The real issue is who is best equipped to convert the resources into products and services that can be exchanged in the market place.
History has demonstrated that the state, being an organ of the people, with its challenges on accountability can never be relied upon as an agent of economic change and transformation. 
The state itself is weak in many African states because underpinning it is a dependency syndrome on donor funds.
If African states are institutionally and capacity challenged, how can anyone come to the conclusion that nationalization will advance the economic democratization process?
I have always held the view that anyone who builds in one's yard is in effect glorifying the titleholder.
Equally, people who decide to invest in Africa are in effect advancing the African promise because without such discretionary investment there appears to be no alternative plan.
If an alternative plan does exist, then one would observe the displacement of investment by indigenous Africans by the so-called foreign investment.
It is God who made minerals and hid them our job is to find them at a cost and extract them at a further cost.
If funds for exploration and exploitation are not available as is the case in many situations in Africa, the resources will remain in situ and no amount of rhetoric will lift the minerals from where they are resident.
Even in the case of land, the land cannot be externalized and is where it is and the situation has not changed since the beginning of human civilization.
It would be wrong for one generation to take the view that they own the land instead of taking the view no human being is capable of owning land but in life one can use the land.
Human beings are perishable but in life we all want to be in control. Ownership implies the concept of exclusion.
If we exclude white Africans from using land then one must provide a viable alternative that will see land being used to produce products that can address human challenges.
In many cases we have observed that exclusionary policies have not yielded the intended benefits and yet this has not stopped the use of inflammatory language.
Democracy needs deliberation and deliberation is lubricated by knowledge. Ultimately, democracy is discussion and, therefore, it is incumbent upon us to engage in the great debates of our time.
By pushing the envelope of knowledge on what it takes to build a prosperous and secure nation state, finding a common ground is made easier.
There are just too many of us who believe that Africa belongs only to the people they classify as indigenous forgetting that even indigenous people can elect to migrate to foreign states and in doing so challenge the exclusionary argument that is often advanced that Africa can only advance its cause if its resources are perpetually controlled and managed by so-called indigenous people.
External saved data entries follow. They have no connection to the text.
PR #1091, opened 2023-05-28
add tests for panics found by @Koral77 (branch 0.4.x)

jtmoon79:
Issue #1010

### DIFF
--- a/tests/dateutils.rs
+++ b/tests/dateutils.rs
@@ -136,3 +136,80 @@ fn try_verify_against_date_command_format() {
         date += chrono::Duration::days(55);
     }
 }
+
+// The following panic tests should remove `#[should_panic]` after
+// Issue #1010 is fixed.
+
+#[test]
+#[should_panic]
+/// Derived from https://github.com/Koral77/replay_files/blob/ce5b5c88c2a45a089d7d5ce19c60a5e50283ba60/replays/chrono/replay_chrono1/src/main.rs
+fn issue_1010_panic1() {
+    let _local0 = chrono::naive::NaiveDateTime::from_timestamp_opt(-4227854320, 1678774288);
+    let _local1 = chrono::Duration::microseconds(-7019067213869040);
+    let _local2_param0_helper1 = _local0.unwrap();
+    // panics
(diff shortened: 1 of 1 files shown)


pitdicker:
Why do some of these tests panic while they are fixed?

jtmoon79:
> Why do some of these tests panic while they are fixed?

🤷

I just wanted to establish some Issue-specific tests so the issue is acknowledged. As the code is fixed, the `#[should_panic]` should be removed.

pitdicker:
- `test_issue_1010_panic7` should panic (it returns `None`), a value for the month of `4294967295` doesn't make sense.
- `test_issue_1010_panic6` and `test_issue_1010_panic5` have the same issue, a value for the day or ordinal of `4294967295` doesn't make sense.
- `test_issue_1010_panic8` can't do anything except panic on out of range years.
- `test_issue_1010_panic4` used to panic because the input contains Unicode characters, but now just fails because the format string doesn't match.

I have added tests for these issues when fixing the panics. Maybe best to not add these invalid cases?

pitdicker:
With the panics fixed in https://github.com/chronotope/chrono/pull/1093, `test_issue_1010_panic1`, `test_issue_1010_panic2`, `test_issue_1010_panic3` still panic because of the `is_ok()` check, while they are trying to do something that should result in an error.

jtmoon79:
Good review @pitdicker . Indeed, I was hasty in throwing in the code from the examples. I updated the cases to be more sensible.

These tests are somewhat redundant. However, I'd like to move toward a project habit of adding useful test cases _per issue_. It gives the project higher "quality confidence". Hopefully @djc agrees.
See my rationale explained in PR https://github.com/chronotope/chrono/pull/1097

djc:
I'm not interested in adding "negative" tests (that test that some behavior still panics).

Honestly, I'm not a big fan of the current (proposed) practice for doing issue tests. For one thing, it's annoying to name tests by their issue number instead of giving them a somewhat descriptive (while hopefully still concise) name that describes what behavior their testing, because it means it's harder to determine what the test is trying to cover. Instead, add a comment linking to an issue. Also, we should keep tests closer to the code they cover (typically in a unit test, not in an integration test) rather than keeping a separate suite of "issues" test.

Issue #528, opened 2021-01-20
Issue parsing `DateTime` with "reduced precision"


jakevossen5:
I see that in the limitations there is a "Chrono inherently does not support an inaccurate or partial date and time representation" statement, but, I am having to deal with 8601 dates of the form "2020-01-20T05Z", which should be at hour five of January 5th 2021.

I realize that there isn't a great way to represent these in Chrono, but I would like to propose a couple solutions.

1. Return a`DateTime` representing the earliest possible moment that it could be, and a `DateTime` representing the latest possible moment (or a `Duration`).
2. Add some parameter to the parse functions (or create new ones) that allow for some rounding (as in, 05 becomes 05:00:00, 05:30:00, or 05:59:59 depending on what you select).

Would this be something that this project would be implement? If I am given some guidance on what direction to go in, I could probably work on this and try and open up a PR.

quodlibetor:
Yes this is very much doable, but a bit ugly, and something I would love!

The main thing that we need to do is to update [`Parsed`](https://github.com/chronotope/chrono/blob/3467172c31188006147585f6ed3727629d642fed/src/format/parsed.rs#L18-L27) to have optional default arguments.

The main issue is that we need to construct a DateTime from a non-overlapping set of fields, [`to_naive_datetime_with_offset`](https://github.com/chronotope/chrono/blob/3467172c31188006147585f6ed3727629d642fed/src/format/parsed.rs#L571) is the most-inclusive method, and it is a bit of a beast.

That said, I think that many of the places where we return errors in the various `Parsed::to_*` methods could check for a default before actually erroring.

If we add some `default_*` fields to `Parsed` then we could expose them through some public APIs and make the whole thing more pleasant.

Any step on this path would be immensely appreciated!

jakevossen5:
Thanks for the guidance! I will take a hack at this, and let you know if I run into any issues.

quodlibetor:
Sounds great!

PR #1094, opened 2023-05-28
Allow default values when parsing, and error on unused fields

pitdicker:
### Default values when parsing

`NaiveTime`:
When parsing seconds and nanoseconds may already be omitted. This is now extended to minutes.

`NaiveDate`:
When a day field is missing, default to the first day of the month when parsing year-month-day, or default to the first day of the week when parsing year-week-weekday.
If there are multiple choices, such as when there is no day field but both a month and week field, we don't arbitrarily pick a default.

`NaiveDateTime`:
Uses the combination of fallbacks from `NaiveTime` and `NaiveDate`. And if `hour` is missing, defaults that to zero also.

`DateTime`:
No changes. Only seconds and nanoseconds may be omitted.

### Error on unused fields
- `NaiveTime` errors if there are any date fields or an offset present.
- `NaiveDate` errors if there are any time fields or an offset present.
- `NaiveDateTime` errors if there is an offset present.

The various choices here are relatively easy to change. We could for example make `NaiveDateTime` require a full date and at least an hour.

Fixes https://github.com/chronotope/chrono/issues/528, https://github.com/chronotope/chrono/issues/1075.
cc @MarcoGorelli


src/naive/date.rs
```diff
@@ -2976,6 +2989,12 @@ mod tests {
             NaiveDate::parse_from_str("2019-01-0", "%Y-%W-%w").ok(),
             NaiveDate::from_ymd_opt(2019, 1, 13),
         );
+
+        assert!(NaiveDate::parse_from_str("2014-5-7T12:34:56", "%Y-%m-%dT%H:%M:%S").is_err());
+        assert!(NaiveDate::parse_from_str("2014-5-7+09:30", "%Y-%m-%dT%z").is_err());
+        assert!(
+            NaiveDate::parse_from_str("2014-5-7T12:34:56+09:30", "%Y-%m-%dT%H:%M:%S%z").is_err()
+        );
```
jtmoon79, line 2997: IIUC, shouldn't this include `assert!(...is_ok())` for _Only Year_, _Only Year and Month_?
Similar values should be tested in above function `test_date_from_str`.

jtmoon79 (changes requested):
It's possible I'm misunderstanding, but I think some necessary test asserts are missing.

src/naive/time/tests.rs
```diff
@@ -343,6 +339,10 @@ fn test_time_parse_from_str() {
     assert!(NaiveTime::parse_from_str("\t\t12:59 PM\t", "\t\t%H:%M\t%P\t").is_err());
     assert!(NaiveTime::parse_from_str("12:59  PM", "%H:%M %P").is_err());
     assert!(NaiveTime::parse_from_str("12:3456", "%H:%M:%S").is_err());
+
+    assert!(NaiveTime::parse_from_str("2014-5-7T12:34:56", "%Y-%m-%dT%H:%M:%S").is_err());
+    assert!(NaiveTime::parse_from_str("12:34:56+09:30", "%%H:%M:%S%z").is_err());
+    assert!(NaiveTime::parse_from_str("2014-5-7T12:34:56+09:30", "%Y-%m-%dT%H:%M:%S%z").is_err());
 }
```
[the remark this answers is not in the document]
pitdicker: I added the test.

pitdicker:
I have removed the part from this PR to error on unused fields. Now it should accept strictly more strings as valid when parsing, so it should be good for the 0.4.x branch.

I will open a follow up PR against main if this is merged.

src/format/parsed.rs
```diff
@@ -514,10 +515,17 @@ impl Parsed {
...
             Some(v @ 0..=59) => v,
             Some(_) => return Err(OUT_OF_RANGE),
-            None => return Err(NOT_ENOUGH),
+            None => {
+                if self.second.is_none() && self.nanosecond.is_none() {
+                    0
+                } else {
+                    return Err(NOT_ENOUGH);
+                }
+            }
```
djc: Style: writing this as a `match` expression will be slightly more concise and IMO easier to read.

src/format/parsed.rs
```diff
@@ -553,7 +553,16 @@ impl Parsed {
     /// Either way those fields have to be consistent to each other.
     pub fn to_naive_datetime_with_offset(&self, offset: i32) -> ParseResult<NaiveDateTime> {
         let date = self.to_naive_date();
-        let time = self.to_naive_time();
+        let time = if self.hour_div_12.is_none()
```
djc: What's your consideration for doing this here? Why not do this inside `to_naive_time()`?

src/format/parsed.rs
```diff
@@ -349,36 +352,50 @@ impl Parsed {
...
-
             (_, Some(isoyear), &Parsed { isoweek: Some(isoweek), weekday: Some(weekday), .. }) => {
-                // ISO year, week, day of the week
-                let date = NaiveDate::from_isoywd_opt(isoyear, isoweek, weekday);
-                let date = date.ok_or(OUT_OF_RANGE)?;
+                let date =
+                    NaiveDate::from_isoywd_opt(isoyear, isoweek, weekday).ok_or(OUT_OF_RANGE)?;
+                (verify_ymd(date) && verify_ordinal(date), date)
+            }
+            #[rustfmt::skip]
```
djc, line 378: Why skip formatting there?

src/format/parsed.rs
```diff
@@ -299,6 +299,10 @@ impl Parsed {
     /// Gregorian year and ISO week date year can have their century number (`*_div_100`) omitted,
     /// the two-digit year is used to guess the century number then.
     pub fn to_naive_date(&self) -> ParseResult<NaiveDate> {
+        self.to_naive_date_inner(true)
+    }
+
+    fn to_naive_date_inner(&self, use_default: bool) -> ParseResult<NaiveDate> {
```
djc, line 305: What's the use case for this? I'd prefer not to do this.

src/format/parsed.rs
```diff
@@ -580,7 +580,7 @@ impl Parsed {
             (None, Some(_)) => 0, // UNIX timestamp may assume 0 offset
             (None, None) => return Err(NOT_ENOUGH),
         };
-        let datetime = self.to_naive_datetime_with_offset(offset)?;
+        let datetime = self.to_naive_datetime_with_offset_inner(offset, false)?;
```
djc, line 583: Why not?

src/format/parsed.rs
pitdicker: I added a `use_default` flag, so that we can require that a date which includes an offset does not accept a string without minutes, hours or days.

But `to_naive_date` is a public function, so I could not change the signature of that one and made an 'inner' method. It is also not my preference...

src/format/parsed.rs
pitdicker: If a date includes an offset in hours and maybe minutes, I think we should require the date and time to also have a precision of hours and minutes without fallback.

src/format/parsed.rs
jtmoon79: FWIW I've learned to abide with rustfmt's choices.

src/naive/date.rs
```diff
@@ -552,12 +552,24 @@ impl NaiveDate {
     ///            Ok(NaiveDate::from_ymd_opt(2014, 5, 17).unwrap()));
     /// ```
     ///
-    /// Out-of-bound dates or insufficient fields are errors.
+    /// If the format string doesn't contain a day field, it defaults to the first day.
+    /// If year and month are given it defaults to the first day of the month.
+    /// If year and week are given it defaults to the first day of the week.
+    ///
```
jtmoon79, line 558: I really like this detailed explanation in the docstring.

However, it's somewhat confusing.

My suggestion includes referring specifically to `fmt`, use the phrase _specifier_ (that is used elsewhere), and being more explicit about the inferred subject:

    /// If `fmt` does not contain a day specifier then the day value defaults to the first day of the week.
    /// If `fmt` only has year and month specifiers then the day value defaults to the first day of the month.
    /// If `fmt` only has year and week specifier then the day value value defaults to the first day of the week.

(I'm not sure if my proposed sentences are technically correct, you'll have to review that)

src/naive/datetime/mod.rs
```diff
@@ -272,8 +272,10 @@ impl NaiveDateTime {
     ///            Ok(NaiveDate::from_ymd_opt(2015, 7, 1).unwrap().and_hms_milli_opt(8, 59, 59, 1_123).unwrap()));
     /// ```
     ///
-    /// Missing seconds are assumed to be zero,
-    /// but out-of-bound times or insufficient fields are errors otherwise.
+    /// Missing hours, minutes, seconds and nanoseconds are assumed to be zero.
+    /// A missing day will, depending on the other available fields, default to the first day of
+    /// the month or the first day of the week.
+    /// Out-of-bound times or insufficient fields are errors otherwise.
     ///
```
jtmoon79, line 279: I really like this detailed explanation in the docstring.

However, it's somewhat confusing.

My suggestion includes referring specifically to `fmt`, using the formal phase _specifier_ (as in "strftime specifier" which is how it's referred elsewhere) and being more explicit about the inferred subject:

    /// If `fmt` does not contain an hours, minutes, seconds or nanoseconds specifier than that is assumed to be zero.
    //// If `fmt` does not contain a day specifier then it will first day of the month or first day of the week, depending upon other specifiers.
    /// Otherwise, out-of-bound times or insufficient fields are errors.

src/format/parsed.rs
```diff
@@ -703,6 +647,74 @@ impl Parsed {
...
+    let ndays = firstweek as i32 + (week as i32 - 1) * 7 + weekday_nr as i32;
+    let date =
+        newyear.checked_add_signed(OldDuration::days(i64::from(ndays))).ok_or(OUT_OF_RANGE)?;
+    if date.year() != year {
+        return Err(OUT_OF_RANGE);
+    }
+    Ok(date)
+}
+
+fn resolve_year(y: Option<i32>, q: Option<i32>, r: Option<i32>) -> ParseResult<Option<i32>> {
```
jtmoon79, line 675: Please add a docstring for `resolve_year`.

Please use full variables names, e.g. `y` should be `year`, etc.
I don't know what `q` or `r` mean (I have some guesses, but it'd be better to use full words for those variables).

Tangential: a PR that type-aliased years, months, etc. would greatly increase code readability, i.e. `type year = i32;`, etc.

jtmoon79 (changes requested):

src/format/parsed.rs
pitdicker: Maybe I have to learn that yet :laugh:. In some cases rustfmt makes the code less readable, and I try to rewrite it in a way that formats nice again.
Using an extra pair of braces here seems to give pretty nice formatting:
```rust
            (
                (true, Some(year), None),
                &Parsed { month: Some(month), week_from_sun: None, week_from_mon: None, .. },
            ) => {
                let date = NaiveDate::from_ymd_opt(year, month, 1).ok_or(OUT_OF_RANGE)?;
                (verify_isoweekdate(date) && verify_ordinal(date), date)
            }
            (
                (true, Some(year), None),
                &Parsed { week_from_sun: Some(week), week_from_mon: None, month: None, .. },
            ) => {
                let date = resolve_week_number(year, week, Weekday::Sun, Weekday::Sun)?;
                (verify_ymd(date) && verify_isoweekdate(date) && verify_ordinal(date), date)
            }
```

src/naive/datetime/mod.rs
pitdicker: Thank you for the suggestion. I have updated it to:
```rust
    /// If `fmt` does not contain enough specifiers to get a complete date, parsing inserts a
    /// default value:
    /// - If `fmt` has year and month specifiers parsing assumes it is the first day of the month.
    /// - If `fmt` has year and week specifiers parsing assumes it is the first day of the week.
```

src/naive/date.rs
pitdicker: Thank you for the suggestion. I have updated it to:
```rust
    /// If `fmt` does not contain enough specifiers to get a complete date, parsing inserts a
    /// default value:
    /// - If `fmt` has year and month specifiers parsing assumes it is the first day of the month.
    /// - If `fmt` has year and week specifiers parsing assumes it is the first day of the week.
```

src/format/parsed.rs
pitdicker: > Tangential: a PR that type-aliased years, months, etc. would greatly increase code readability, i.e. `type year = i32;`, etc.

I quite like bare integers. But are you interested in trying out how it looks?

Issue #1096, opened 2023-05-28
formatting `NaiveDateTime` as `RFC3339` gives a bad-explaining error


hasezoey:
Currently when trying to format a `NaiveDateTime` with `RFC3339` (or to be more specific `.format("%+")`), there a very generic error:
```txt
thread 'main' panicked at 'a Display implementation returned an error unexpectedly: Error', /rustc/84c898d65adf2f39a5a98507f1fe0ce10a2b8dbc/library/alloc/src/string.rs:2533:14
stack backtrace:
   0: rust_begin_unwind
             at /rustc/84c898d65adf2f39a5a98507f1fe0ce10a2b8dbc/library/std/src/panicking.rs:579:5
   1: core::panicking::panic_fmt
             at /rustc/84c898d65adf2f39a5a98507f1fe0ce10a2b8dbc/library/core/src/panicking.rs:64:14
   2: core::result::unwrap_failed
             at /rustc/84c898d65adf2f39a5a98507f1fe0ce10a2b8dbc/library/core/src/result.rs:1750:5
   3: core::result::Result<T,E>::expect
             at /rustc/84c898d65adf2f39a5a98507f1fe0ce10a2b8dbc/library/core/src/result.rs:1047:23
   4: <T as alloc::string::ToString>::to_string
             at /rustc/84c898d65adf2f39a5a98507f1fe0ce10a2b8dbc/library/alloc/src/string.rs:2532:9
   5: bin::main
             at ./crates/bin/src/main.rs:10:10
```
no mention of that it cannot format because no timezone is provided

from my testing the error comes from:
https://github.com/chronotope/chrono/blob/083d3bf196537dfdbce6c29543734022f68e61a4/src/format/mod.rs#L687
because `off` is `None` and results in the following error:
https://github.com/chronotope/chrono/blob/083d3bf196537dfdbce6c29543734022f68e61a4/src/format/mod.rs#L697

versions:
rustc rustc 1.69.0 (84c898d65 2023-04-16)
chrono 0.4.24

reproduction code:

```rust
let test = NaiveDateTime::from_timestamp_millis(0).unwrap();
println!("test {}", test.format("%+"));
```

possible fixes:
- add a implicit zero timezone
- change the current error into something that has a message
- return a error before it even gets to this point explaining that `RFC3339` is not supported for `NaiveDateTime`

jtmoon79:
I was able to reproduce this issue on branch `0.4.x` and branch `main`.

[...]

PR #1097, opened 2023-05-28
Add tests/issues.rs, test Issue #1096 (branch 0.4.x)

jtmoon79:
- Add new file `tests/issues.rs` for regression tests specific to issues.
- add test for Issue #1096

---

If this PR is accepted, I will add another PR that moves all issue-specific tests into `tests/issues.rs`.

IMO, the issue-specific tests just make better sense in their own file. Since they cover niche topics it's often hard to know where to put issue-specific tests or what to title them. This code organization, placing them in `tests/issues.rs`, makes it easier to quickly add useful user-provided regression tests in a more organized manner.
User-provided issue-specific tests provide valuable certainty that a particular issue has been fixed.
They also exercise often niche behaviors that is too specific for "regular tests" to cover. Users spend a fair amount of time discovering then isolating an issue. Why not put that hard-won knowledge to use as another assurance of quality?
Issue-specific tests also demonstrate code-use for other users running into similar problems or with related questions.

I don't plan to add a test for all issues from the Issue backlog. But maybe going forward it can be made into a project practice that every fixed Issue gets a new test case in `tests/issues.rs` when that issue has reasonably simple reproduction steps provided,
e.g. a commit pattern like
1. add test to `tests/issues.rs` demonstrating failure (add test attribute `#[should_panic]` if the issue causes a panic)
2. code change with fix, adjust the test case for the fix

Issue-specific tests are not meant to replace "regular tests" or "general tests". Those should also be updated and augmented as necessary.

### DIFF
--- a/tests/issues.rs
+++ b/tests/issues.rs
@@ -1,0 +1,17 @@
+// issues.rs
+//
+// Regressions tests of specific issues.
+
+#[cfg(test)]
+use chrono::NaiveDateTime;
+
+#[test]
+#[should_panic]
+/// When Issue #1096 is fixed then `#[should_panic]` should be removed.
+/// See https://github.com/chronotope/chrono/issues/1096
+fn issue_1096() {
+    let test = NaiveDateTime::from_timestamp_millis(0).unwrap();
+    let tf = test.format("%+");
+    let output = tf.to_string();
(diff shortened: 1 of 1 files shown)


djc:
As explained in https://github.com/chronotope/chrono/pull/1091#issuecomment-1567929272, I'm not a fan.

PR #1099, opened 2023-05-29
README badge github commits-since

jtmoon79:
The github label `latest` is currently pointing to release `0.4.23` so shields.io badge generator believes that is the latest (the latest is `0.4.24`).

Example at https://github.com/jtmoon79/super-speedy-syslog-searcher/#super-speedy-syslog-searcher-s4-

Why? Badges are grokkable and just fun eye candy.


djc:
I don't think we should add more badges right now, just adds clutter and takes focus away from the existing ones.

PR #1101, opened 2023-05-29
README badge downloads

jtmoon79:
Example at https://github.com/jtmoon79/super-speedy-syslog-searcher/#super-speedy-syslog-searcher-s4-

Why? Badges are are grokkable and just fun eye candy.


djc:
I don't think we should add more badges right now, just adds clutter and takes focus away from the existing ones.

PR #1103, opened 2023-05-29
GitHub yml shell `set -eux`, use bash

jtmoon79:
Previously, a failure from `curl` or `sh` would be ignored (any failure before the final script statement would be ignored).

Use `bash`. Previously `sh` was emitting an error `sh: 139: [: x86_64: unexpected operator`
For example https://github.com/chronotope/chrono/actions/runs/5107217021/jobs/9179925191?pr=1087#step:6:12

### DIFF
--- a/.github/workflows/test.yml
+++ b/.github/workflows/test.yml
@@ -121,7 +121,8 @@ jobs:
       - run: |
           set -euxo pipefail
           export RUST_BACKTRACE=1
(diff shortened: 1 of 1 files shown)


pitdicker:
Is this a common CI trick?

jtmoon79:
> Is this a common CI trick?

This is more of a "best practice for shell scripting" trick.

djc (approved):

PR #1095, opened 2023-05-28
Remove time 0.1 as optional dependency

pitdicker:
See https://github.com/chronotope/chrono/issues/1073.

Fixes https://github.com/chronotope/chrono/issues/876, https://github.com/chronotope/chrono/issues/285.

PR #1105, opened 2023-05-29
Bump version to 0.4.25

djc:


pitdicker:
Is https://github.com/chronotope/chrono/pull/1095 something you would like to do at the same time? That was my reason to open it now.

PR #423, opened 2022-10-13
make compress doc more visible

xgdgsc:
I would consider making compress enabled the default behavior.


JonasIsensee:
thank you for this improvement.

I have considered it in the past but don't think it would be a good idea as default.
Compression requires an additional dependency and is not always useful.
Depending on the data it can even be counter-productive.

PR #435, opened 2022-11-09
avoid spurious bug with eager gc

JonasIsensee:


oameye:
When will this be merged?

PR #437, opened 2022-11-11
Don't access `.size` directly

vchuravy:
This broke on Julia nightly

https://s3.amazonaws.com/julialang-reports/nanosoldier/pkgeval/by_hash/f1ae425_vs_317211a/Bio3DView.against.log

I invite all to join in the conversations of our time so that together we can impact on the world we live in. Let us share ideas. Let us debate. Let us negotiate our future. Let us deliberate.
Our continent needs our voices and more importantly ordinary as we are we can accomplish extraordinary outcomes if we reason together.
As a businessman, I have been advised by many of my colleagues to stop writing and focus on business.
Yes, this makes sense but if our voices are missing at this defining hour in our history then what will future generations say about us?
Let us get out of the comfort zone and be the change we want to see. I joined Africa Heritage Society www.africaheritage.com based on my belief that Africa belongs to all who believe in it. 
The face of an African need not be my face but must embrace all who make Africa what it is. We are all human and it is our actions that leave a legacy not our skin color or religion, for example.
If a foreign born person decides to call Africa home let us embrace the person because making that decision is in fact an expression of the affirmation of Africa as a home of hope.
If Africa can convert dreams of foreign-born person into real and tangible wealth why is it difficult for us to spread the message of hope and opportunity to the many that believe they are condemned to live in poverty?